Online Stochastic Matching: Beating 1-1/e

TL;DR

This paper introduces a novel online stochastic bipartite matching algorithm that surpasses the traditional 1-1/e approximation barrier, achieving a 0.67-approximation by leveraging dual offline solutions and the power of two choices.

Contribution

The paper presents the first online algorithm for stochastic bipartite matching that beats the 1-1/e approximation barrier, using a new approach based on disjoint offline solutions.

Findings

Achieves a 0.67-approximation ratio, surpassing the 1-1/e barrier.

Employs a novel method combining max flow solutions and the power of two choices.

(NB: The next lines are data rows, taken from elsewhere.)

Issue #442, opened 2026-07-21
riverctl: drive get_migration_state / ensure_room_migrated with the freenet-migrate decision driver


sanity:
#437 moved `fetch_room_state_with_recovery` (the read/recovery path) onto `freenet-migrate`'s decision driver, but the ACTIVE-migration path — `ensure_room_migrated` → `check_and_migrate` → `get_migration_state` (the stored-`previous_contract_key` fast path + deep legacy sweep + CRDT merge with local, ~cli/src/api.rs:2271+) — still runs the hand-rolled loop.

Swap it onto the same `RiverCliProbeOps`/driver machinery (it differs from the read path: it DOES merge with local via `merge_room_states`, so `merge_with_local` is the real merge there, not a pass-through; candidates = stored previous key first, then the legacy registry — expressible as a NewestFirst list with the stored key prepended). Same review bar as #437: behavior parity old-vs-new, round-trip fidelity through the shared `encode_probe_state`, pins for the merge-with-local semantics.

Part of #398 / freenet-core#2776 (Gap 1).

[AI-assisted - Claude]

sanity:
# Issue Priority Assessment

Generated: 2026-07-24T12:41:11.824926633+00:00
Issue hash: `c7bbc690`

## Value Assessment

This is clearly already implemented. `get_migration_state` at cli/src/api.rs:2711-2773 now constructs a `ProbeDriver` with `RiverCliMigrationProbeOps` (wrapping `RiverCliProbeOps`), builds candidates via `migration_candidate_ids` (stored `previous_contract_key` prepended, then legacy registry, expressed as `NewestFirst`), and drives it with `NewestFirstWins` selection — exactly the swap the issue asks for. The comments explicitly reference "freenet/river#398 phase 2b, #437" and even cite "#442 review finding" inline (line 2721), and there's a dedicated `RiverCliMigrationProbeOps` whose `merge_with_local` performs the real CRDT merge via `merge_room_states`, distinguishing it from the read-path's pass-through — precisely the divergence the issue calls out. There's also an extensive block of pinning tests (source-grep pins for `get_migration_state`, wiring checks, round-trip/lossless decode tests, an end-to-end `ProbeDriver` recovery test) starting around line 6441.

[...]

PR #444, opened 2026-07-21
refactor(cli): drive active room migration with the decision driver (#442)

sanity:
## Problem

#437 moved riverctl's read/recovery path (`fetch_room_state_with_recovery`) onto freenet-migrate 0.3.0's sans-IO `ProbeDriver`, but the ACTIVE-migration path — `ensure_room_migrated` → `get_migration_state` (stored-`previous_contract_key` fast path + deep legacy sweep + CRDT merge with local) — still ran a hand-rolled newest-first loop. That is the same decision logic (newest-first selection, first-real-generation-wins, exhaustion handling) the driver owns and tests exhaustively. This completes what #437 did, for the active path.

## Approach

Behavior-preserving. The search in `get_migration_state` now runs on the same `ProbeDriver`, with the ACTIVE path's two differences from the read path supplied by a sibling ops struct + resolver:

- **`RiverCliMigrationProbeOps`** delegates `decode` / `is_real` to an inner `RiverCliProbeOps` (one classifier of record for both paths) and overrides ONLY `merge_with_local` to be the **REAL CRDT merge** — it folds the recovered network state with the device-local cache (`merged.merge(&net, &params, local)`, keep-network-on-`Err`), exactly the pre-driver semantics. (The read path's `merge_with_local` is a pass-through; this is the real merge — the key distinction, pinned by an asymmetric-state test.)
- **`migration_candidate_ids`** builds the candidate list newest-first: the stored `previous_contract_key` FIRST (the fast path), then the legacy registry (`legacy_contract_keys_for_owner`, already newest-first), with the stored key de-duplicated out of the registry tail so it is probed once. Under `NewestFirstWins` the stored key short-circuits the deep scan on a hit, preserving the fast-path-then-deep-path order.
- **`resolve_migration_state_outcome`** (pure) maps the outcome: `Recovered` ⇒ the merged state; `SeedLocal` / `NoLegacy` ⇒ the local cache migrated forward — preserving the pre-driver `Ok(local_state.clone())` fallback (the active path FALLS BACK to local, it does NOT error like the read path).

Kept exact: `LEGACY_PROBE_TIMEOUT` per probe; `ensure_room_migrated`'s surrounding logic (the swap is confined to `get_migration_state`); the plain-GET probe with **no upgrade-chain walk** (`probe_migration_bytes` uses `try_get_state`, matching the pre-driver active path — unlike the read path's `probe_legacy_bytes`, which walks the chain). The hop cap is sized to the candidate set (`with_max_hops(count.max(DEFAULT_MAX_PROBE_HOPS))`) so the default 64-hop cap can never truncate a >64-generation registry (the pre-driver deep sweep was unbounded), mirroring #437. `prepare_forward` stays identity — `migrate_room_to_new_contract` strips the upgrade pointer at PUT time (#427). The re-encode round-trip goes through the shared `encode_probe_state`, byte-faithful for the reason #437 pinned.

## Testing

`cargo test -p riverctl` — pass (223 lib incl. 7 new). New tests:
- `RiverCliMigrationProbeOps` classification via the shared classifier
- `merge_with_local` is the REAL merge — an asymmetric-state test (disjoint owner-authored messages, the merge must contain BOTH), the distinguishing active-path behavior
- `migration_candidate_ids` stored-key-first + dedupe (new key / dup key / none / unparseable)
- a full `ProbeDriver` run adopting the newest generation (anti-rollback) AND folding local in
- an exhaustion run falling back to the local cache (never an error)
- the pure `resolve_migration_state_outcome` mapping
- a source-grep pin that `get_migration_state` routes through the driver with the merge ops, the sized hop cap, the candidate helper, and the pure resolver

`cargo fmt` clean; clippy clean for `cli/src/api.rs`; no `.wasm` changes (single file, staged by name).

Refs #398 (phase 2b, active path). Read-path counterpart: #437.

[AI-assisted - Claude]

---

## Corrections from review

**Candidate dedup (was latitude choice 3) — P1, fixed in `e4ad1e4`.** The two reviewers split on this: the skeptic lens called the dedup "strictly better", while Codex flagged it a P1. Codex is right, on the transient-failure analysis. The #442 issue text suggested de-duplicating the stored key out of the registry, but the **retry semantics override that**: the pre-driver deep sweep re-GET the stored key after a fast-path miss, and that re-GET was a genuine independent retry — a "miss" covers a transient send failure / 8s `LEGACY_PROBE_TIMEOUT`, not only a true absence, so the retry could HIT where the first attempt transiently failed. De-duping dropped that retry, so a single transient timeout on the newest generation would advance to an OLDER one, migrate its stale state forward, and clear `previous_contract_key` — stranding newer network-only state.

Fixed by **keeping the duplicate**: candidates = `[stored, ...registry-newest-first]` verbatim, no dedup. `NewestFirstWins` never issues the second GET after a fast-path HIT, so the duplicate is free on the happy path and only ever costs a retry after a miss — exactly the pre-driver semantics. The candidate test now pins the DUPLICATE (stored key present twice when it is also a registry generation), plus a new driver test where a transient timeout on the newest generation is retried and recovers the newest state rather than advancing to an older one. (224 lib tests.)

**Fast-path-wins semantics (skeptic LOW) — documented, no code change, `211a0d0d`.** Because the stored key is probed FIRST under `NewestFirstWins`, a stored key that carries state is adopted even over a NEWER registry generation that also has state. In the normal case this is moot (the stored `previous_contract_key` IS the immediately-previous / newest legacy generation), but the behavior is intentional — it preserves the pre-driver fast-path-wins semantics (whose fast path returned the stored-key GET before the deep sweep ran). Documented on `migration_candidate_ids`.

The skeptic lens otherwise verified the swap preserves behavior exactly: merge argument order / params / `Err`-side, exhaustion-never-errors, no chain-walk with the same 8s timeout, forward path untouched, and a lossless round-trip.

### DIFF
--- a/cli/src/api.rs
+++ b/cli/src/api.rs
@@ -349,34 +349,41 @@ fn resolve_legacy_recovery_outcome(
 /// The active-migration probe candidates, newest-first: the stored
 /// `previous_contract_key` (the immediately-previous generation) FIRST, then
 /// every known legacy generation newest-first
-/// (`legacy_contract_keys_for_owner` reverses the oldest-first registry), with
-/// the stored key de-duplicated out of the registry tail so it is probed once.
-/// This preserves the pre-driver fast-path-then-deep-path order; under
+/// (`legacy_contract_keys_for_owner` reverses the oldest-first registry). This
+/// preserves the pre-driver fast-path-then-deep-path order; under
 /// `NewestFirstWins` the stored key short-circuits the deep scan on a hit.
-/// Pure (no I/O) so the ordering + dedup are unit-testable.
+/// Pure (no I/O) so the ordering is unit-testable.
+///
+/// The stored key is deliberately NOT de-duplicated against the registry: when
+/// it equals a registry generation it appears TWICE, and that duplicate is
+/// load-bearing. A probe "miss" is not only an absent state — it also covers a
+/// transient send failure or an 8s `LEGACY_PROBE_TIMEOUT`. The pre-driver code
+/// re-GET the stored key in the deep sweep after a fast-path miss, giving it a
+/// second attempt; de-duping would drop that retry, so a single transient
+/// timeout on the newest generation would advance to an OLDER one, migrate its
+/// stale state forward, and clear `previous_contract_key` — stranding newer
+/// network-only state on the skipped generation. `NewestFirstWins` never issues
+/// the second GET after a fast-path HIT (the probe ends there), so the duplicate
+/// only ever costs a retry after a miss — exactly the pre-driver semantics
+/// (freenet/river#442 review finding).
 fn migration_candidate_ids(
     previous_contract_key_str: &Option<String>,
     room_owner_key: &VerifyingKey,
 ) -> Vec<ContractInstanceId> {
     let mut ids = Vec::new();
-    let mut seen: HashSet<ContractInstanceId> = HashSet::new();
     // Fast path: the immediately-previous contract key recorded in storage.
     if let Some(prev_key_str) = previous_contract_key_str {
         match prev_key_str.parse::<ContractInstanceId>() {
-            Ok(prev_id) => {
-                if seen.insert(prev_id) {
-                    ids.push(prev_id);
-                }
-            }
+            Ok(prev_id) => ids.push(prev_id),
             Err(e) => warn!("Stored previous_contract_key is not a valid contract id: {e}"),
         }
     }
-    // Deep path: every known previous contract generation, newest-first.
+    // Deep path: every known previous contract generation, newest-first. The
+    // stored key is re-listed here when it is a registry generation (NOT
+    // de-duped) so a transient miss on the fast-path attempt is retried before
+    // the probe advances to an older generation (see the doc comment).
     for legacy_key in river_core::migration::legacy_contract_keys_for_owner(room_owner_key) {
-        let id = *legacy_key.id();
-        if seen.insert(id) {
-            ids.push(id);
-        }
+        ids.push(*legacy_key.id());
     }
     ids
 }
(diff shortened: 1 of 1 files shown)


sanity:
## Consolidated review

Reviewers: **skeptical** and **behavioral-parity** Claude lenses plus a **Codex** external pass (available again).

### The one real finding — an instructive split verdict
Codex flagged the candidate dedup as P1: the old deep loop's re-GET of the stored `previous_contract_key` was a genuine independent **retry** — a transient 8s timeout on the fast path used to get a second chance before the probe advanced to an older generation; the dedup removed it, so one network flake on a **one-shot** migration path (which clears `previous_contract_key` afterward) could migrate stale state. Both Claude lenses initially judged the dedup fine ('deterministically missed the 2nd time' / 'not behavior worth preserving') — adjudicated for Codex: the dissents conceded the transient-case divergence exists and only discounted its likelihood, and on this network transient GET timeouts are a documented common failure mode. Fixed in `e4ad1e4`: the duplicate candidate is kept verbatim (NewestFirstWins never issues the second GET after a hit, so it costs nothing on the happy path), pinned by a retry-recovers-newest driver test and a duplicate-presence test.

### Verified preserved (all three reviewers, line-level)
Merge argument order/primacy/params/Err-fallback byte-equal to the old `get_migration_state`; stored-key-first fast-path semantics (including the documented intentional case where an older stored generation with state wins — pre-driver parity); exhaustion → local-cache clone, never an error (type-impossible now, and pinned); no chain-walk + the same 8s per-candidate timeout; `migrate_room_to_new_contract` + pointer-strip untouched and fed identically; the #437 read path completely untouched; hop cap sized to never truncate; round-trip through the shared `encode_probe_state` lossless.

CI green on the final head (`211a0d0d` — docs-only over the re-verified fix hunk). Merging.

[AI-assisted - Claude]

PR #445, opened 2026-07-22
feat(ui): unread-messages badge on the mobile hamburger button

sanity:
## Problem

On mobile, a room fills the whole screen. New messages arriving in **other** rooms were invisible — there was no indicator anywhere until the user happened to open the room list. Feature request from The Torist (2026-07-22): "It needs some kind of indicator on the top left hamburger button when there are new messages in other rooms available."

## Approach

Both mobile hamburger buttons (the room-header one and the welcome-screen one) now carry a numeric badge counting unread messages in rooms **other than the current one**, plus unread DMs — the DM rail lives behind the same button, so anything new in that panel is included.

- New pure helper `count_unread_excluding_room` + signal-reading wrapper `count_unread_behind_rooms_panel` in `document_title.rs`, reusing the existing `count_unread_in_room_data` / `count_unread_dms` machinery that already drives the room-list and DM-rail badges. All three surfaces stay consistent by construction.
- The current room is excluded for the same reason the room-list badge hides it (`!is_current`): its messages are on screen and marked read on open, so counting them would only make the badge flicker.
- A `use_memo` in `Conversation` follows the existing room-list memo pattern (`try_read()` per the Dioxus signal-safety rules); it re-runs when `ROOMS` mutates (message arrival, read-marker advance) or `CURRENT_ROOM` changes.

| In a room | Welcome screen |
|---|---|
| badge on header hamburger | badge on welcome hamburger |

## Testing

- Unit test `excluding_the_current_room_omits_its_unread` covers the exclusion logic (current room omitted, `None` counts all, unknown key is a no-op).
- New Playwright spec `hamburger-unread-badge.spec.ts`: badge visible with total on the welcome screen; opening a room drops the total (current room excluded) but keeps it non-zero; visiting every room clears the badge entirely. Passes on chromium + mobile-chrome.
- Full existing Playwright suite passes on chromium (72 passed, 6 pre-existing skips), including the responsive-layout / mobile-touch-ux suites that locate the hamburger by CSS class.
- `cargo test -p river-ui --bins`: 486 passed.

[AI-assisted - Claude]

### DIFF
--- a/ui/src/components/app/document_title.rs
+++ b/ui/src/components/app/document_title.rs
@@ -238,6 +238,37 @@ fn count_unread_dms(rooms: &crate::room_data::Rooms) -> usize {
     total
 }
 
+/// Sum unread messages across every room in `map` except `exclude`.
+///
+/// Pure (no signal reads) so the exclusion logic is unit-testable; the
+/// signal-reading wrapper is [`count_unread_behind_rooms_panel`].
+pub fn count_unread_excluding_room(
+    map: &std::collections::HashMap<ed25519_dalek::VerifyingKey, crate::room_data::RoomData>,
+    exclude: Option<&ed25519_dalek::VerifyingKey>,
+) -> usize {
+    map.iter()
+        .filter(|(owner_key, _)| Some(*owner_key) != exclude)
+        .map(|(_, room_data)| count_unread_in_room_data(room_data))
+        .sum()
+}
+
+/// Count unread messages waiting *behind* the mobile rooms panel: rooms
+/// OTHER than the currently-open one, plus inbound direct messages (the
+/// DM rail lives in that same panel).
+///
+/// Drives the badge on the mobile hamburger buttons in the conversation
+/// header. The current room is excluded because its messages are on
+/// screen and marked read on open — counting them would only make the
+/// badge flicker (mirrors the `!is_current` guard on the room-list
+/// badge in `room_list.rs`).
+pub fn count_unread_behind_rooms_panel() -> usize {
+    let Ok(rooms) = ROOMS.try_read() else {
+        return 0;
+    };
+    let current = CURRENT_ROOM.read().owner_key;
+    count_unread_excluding_room(&rooms.map, current.as_ref()) + count_unread_dms(&rooms)
+}
+
 /// Update the document title based on current state
 pub fn update_document_title() {
     let is_visible = *DOCUMENT_VISIBLE.read();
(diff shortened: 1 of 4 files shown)


sanity:
## Multi-model review record

Reviewers: **Codex CLI** (external, `codex review --base origin/main`) + **adversarial Claude subagent** (independent, blind to Codex). Both reviewed the checked-out code, not just the diff. Dispositions, all addressed in c2d763ae:

| Finding | Source | Severity | Disposition |
|---|---|---|---|
| `count_unread_behind_rooms_panel` did `ROOMS.try_read()` (early-return) **before** `CURRENT_ROOM.read()`; an Err poll registers zero subscriptions → memo permanently frozen, badge silently stuck | adversarial | blocking | **Fixed**: infallible `CURRENT_ROOM.read()` hoisted first (backup-subscription pattern from `current_room_label`). Same pre-existing inverted order in `room_list.rs` `room_items` memo also fixed. |
| Make the `CURRENT_ROOM` read fallible (`try_read`) | Codex P1 | P1 | **Dismissed as stated, root concern resolved**: the repo's signal-safety rules deliberately bless one infallible read in multi-signal memos — it IS the backup subscription preventing permanent memo death, and every `CURRENT_ROOM` write site is `defer()`-wrapped (verified all 8), so the read can't be polled mid-write. The real hazard was the read *order*, fixed per the adversarial finding above. |
| DM count included hidden/archived threads the panel's DM rail filters out → phantom badge with no way to clear it | adversarial S1 | should-fix | **Fixed**: `count_unread_dms` now mirrors the rail's per-thread accumulation and skips threads per `is_thread_hidden_for` (strict-<= revival, both-direction revival clock), via a pure testable core. Also corrects the same pre-existing lie in the document-title count. |
| `mark_all_rooms_as_read` on tab-hide wipes unread on mobile app-switch, limiting the badge to one foreground session | adversarial S2 | should-fix | **Deferred with decision**: pre-existing policy shared by title + rail badges; changing it alters long-standing title semantics. Filed #446 for the product call (cc @sanity). |
| Button `aria-label` overrides descendant text → screen readers never hear the count; `aria-label` on a generic span is ignored | Codex P2 + adversarial N1 | P2/nit | **Fixed**: count folded into each button's accessible name ("Open room list, N unread"); badge span is `aria-hidden`. Copy no longer claims "other rooms" (DMs included; welcome screen counts all). |
| No 99+ cap on the count | adversarial N2 | nit | **Not done, deliberate**: room-list and DM-rail badges are also uncapped; 3 digits still fit the button. Capping all three consistently is a separate cosmetic change. |
| DM contribution untested | adversarial N3 | nit | **Fixed**: three new unit tests on the pure DM core (inbound/last-seen, hidden-skip + revival, third-party exclusion). |

Both reviewers explicitly cleared: rsx memo reads (codebase idiom), double-counting (rooms/DMs disjoint; open DM thread marks read on render), duplicate testid (mutually exclusive match arms), Playwright raciness (deferred writes handled by retrying assertions), perf (O(same as existing room_items memo)).

Verification pass on the fix commit is running (fresh Codex + adversarial re-read); will confirm before merge alongside CI.

[AI-assisted - Claude]

sanity:
Verification pass complete on the fix commit:

- **Codex re-review** (full branch incl. fixes): clean — "no blocking correctness issue was found."
- **Adversarial re-read**: all four dispositions VERIFIED (subscription reorder, hidden-thread parity with the DM rail incl. strict-<= boundary semantics, aria naming, #446 deferral coherence); no new blocking/should-fix issues. Its one residual test gap (outbound-message-revives-hidden-thread) is pinned by a new unit test in d7f1526b.

Merging once CI is green on d7f1526b.

[AI-assisted - Claude]

PR #448, opened 2026-07-22
feat(ui): expand randomized name suggestions

sanity:
## Problem

Users reported that the nickname River suggests when you join a room feels "samey" — different people keep getting handles built from the same handful of words.

The generator (`ui/src/nickname.rs`) derives a two-word handle deterministically from the member's verifying key, one word from `FIRST_NAMES` and one from `LAST_NAMES`. Both pools held 30 words, so the whole space was 30 x 30 = **900 combinations**. In a room with a few dozen members, repeated words (and occasionally repeated full handles) are common at that size.

## Approach

Grow both pools to 100 words, giving **10,000 combinations** (11x more). All 60 original words are kept and the existing 90s-hacker-culture tone is matched — the new words are the same kind of thing (`Halcyon`, `Obsidian`, `Bitwise`, `Peregrine`, `Crucible`, `Almanac`). Sample output:

```
Lumen Vector      Chrome Nightjar    Xenon Nightjar     Neural Corsair
Eclipse Glider    Titanium Gateway   Chrome Storm       Crash Peregrine
Scarlet Peregrine Phantom Gateway    Bitwise Override   Hollow Osprey
Nitro Lattice     Phantom Bellows    Digital Cobra
```

Every word is ASCII, capitalized, 3-9 characters and inoffensive, so the longest possible handle is 19 bytes — comfortably inside the 50-byte default `max_nickname_size` (a generated default that exceeded a room's limit would make the join / self-heal UPDATE fail outright, so this is checked exhaustively in a test against the real `Configuration::default()`).

Two smaller things came along with it:

- The two pools are now **disjoint**, so no handle can read "Echo Echo". A test pins this.
- `fold` accumulates in `u64` instead of `usize`. `usize` is 32-bit on the wasm32 build that actually ships and 64-bit natively, so `accumulator % pool_len` gave *different* words in the browser than in the native unit tests. `u64` makes both agree, so the tests measure what users actually get.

Provides bounds on the optimal solution using a carefully constructed cut.

Abstract

We study the online stochastic bipartite matching problem, in a form motivated by display ad allocation on the Internet. In the online, but adversarial case, the celebrated result of Karp, Vazirani and Vazirani gives an approximation ratio of $1-1/e$. In the online, stochastic case when nodes are drawn repeatedly from a known distribution, the greedy algorithm matches this approximation ratio, but still, no algorithm is known that beats the $1 - 1/e$ bound. Our main result is a 0.67-approximation online algorithm for stochastic bipartite matching, breaking this $1 - {1/e}$ barrier. Furthermore, we show that no online algorithm can produce a $1-\epsilon$ approximation for an arbitrarily small $\epsilon$ for this problem. We employ a novel application of the idea of the power of two choices from load balancing: we compute two disjoint solutions to the expected instance, and use both of them in the online algorithm in a prescribed preference order. To identify these two disjoint solutions, we solve a max flow problem in a boosted flow graph, and then carefully decompose this maximum flow to two edge-disjoint (near-)matchings. These two offline solutions are used to characterize an upper bound for the optimum in any scenario. This is done by identifying a cut whose value we can bound under the arrival distribution.